Copy each line of the material beneath that holds the word "TabChangeParams".
------ Data supplied
PR #273, opened 2024-05-30
Implement various chat events

rahmaniaam:
## Problem
We want to implement some of the chat events on the chat-client

## Solution
- Add needed event commands and params
- Implement event communication flow from mynah-ui to client
- Implement event logic
- Add handler in vscode client for testing

Note: unit tests in follow up PR

## License

### DIFF
--- a/chat-client/src/client/messager.ts
+++ b/chat-client/src/client/messager.ts
@@ -10,7 +10,17 @@ import {
     SendToPromptParams,
     TabIdReceivedParams,
 } from '@aws/chat-client-ui-types'
-import { ChatParams, TabAddParams, TabChangeParams, TabRemoveParams } from '@aws/language-server-runtimes-types'
+import {
+    ChatParams,
+    FeedbackParams,
+    FollowUpClickParams,
+    InfoLinkClickParams,
+    LinkClickParams,
+    SourceLinkClickParams,
+    TabAddParams,
+    TabChangeParams,
+    TabRemoveParams,
+} from '@aws/language-server-runtimes-types'
 import { TelemetryParams } from '../contracts/serverContracts'
 import { CopyCodeToClipboardParams, VoteParams } from '../contracts/telemetry'
 
@@ -23,6 +33,11 @@ export interface OutboundChatApi {
     telemetry(params: TelemetryParams): void
     insertToCursorPosition(params: InsertToCursorPositionParams): void
     authFollowUpClicked(params: AuthFollowUpClickedParams): void
+    followUpClicked(params: FollowUpClickParams): void
+    sendFeedback(params: FeedbackParams): void
+    linkClick(params: LinkClickParams): void
+    sourceLinkClick(params: SourceLinkClickParams): void
+    infoLinkClick(params: InfoLinkClickParams): void
     uiReady(): void
 }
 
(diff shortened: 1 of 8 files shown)


chat-client/src/client/messager.ts
```diff
@@ -73,6 +92,22 @@ export class Messager {
         this.chatApi.telemetry(params)
     }
 
+    onSendFeedback = (params: FeedbackParams): void => {
+        this.chatApi.sendFeedback(params)
+    }
+
+    onLinkClick = (params: LinkClickParams) => {
```
ege0zcan, line 99: nitpick: these 3 link click functions don't explicitly specify return type as void

client/vscode/src/chatActivation.ts
```diff
@@ -48,6 +54,22 @@ export function registerChat(languageClient: LanguageClient, extensionUri: Uri)
                         })
                     })
                 break
+            case feedbackNotificationType.method:
+                languageClient.sendNotification(feedbackNotificationType, message.params)
+                break
+            case followUpClickNotificationType.method:
+                if (!isValidAuthFollowUpType(message.params.followUp.type))
+                    languageClient.sendNotification(followUpClickNotificationType, message.params)
```
ege0zcan, line 62: the `else` clause in a real world use case is that the extension handles the auth right?

chat-client/src/client/mynahUi.ts
```diff
@@ -131,6 +143,60 @@ export const createMynahUi = (messager: Messager, tabFactory: TabFactory): [Myna
...
+
+                mynahUi.notify({
+                    type: NotificationType.INFO,
+                    title: 'Your feedback is sent',
+                    content: 'Thanks for your feedback.',
+                })
+            }
+        },
+        onLinkClick: (tabId, messageId, link, mouseEvent, eventId) => {
+            mouseEvent?.preventDefault()
```
ege0zcan, line 163: What is the behaviour for link clicks when we prevent default and stop propagation?

client/vscode/src/chatActivation.ts
rahmaniaam: yup, correct

chat-client/src/client/mynahUi.ts
```diff
@@ -131,6 +143,60 @@ export const createMynahUi = (messager: Messager, tabFactory: TabFactory): [Myna
             }
             messager.onVote(payload)
         },
+        onSendFeedback: (tabId, feedbackPayload, eventId) => {
+            if (feedbackPayload.comment !== undefined) {
```
ege0zcan, line 147: I think we don't need this if check and comment can be empty 

On mynahui feedback form, you choose an issue type from the dropdown and optionally type some comments https://github.com/aws/mynah-ui/blob/main/docs/PROPERTIES.md#onsendfeedback

rahmaniaam: ah, I missed that detail, will update the logic

chat-client/src/client/mynahUi.ts
rahmaniaam: I could see the chat-client having additional support for this, but I think it goes back to how destinations wants to handle them.

I'm not entirely sure if this is even needed, but it seems to be useful at least for the VSCode implementation

ege0zcan (approved):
------------
Answer to the problem =>
-import { ChatParams, TabAddParams, TabChangeParams, TabRemoveParams } from '@aws/language-server-runtimes-types'
+    TabChangeParams,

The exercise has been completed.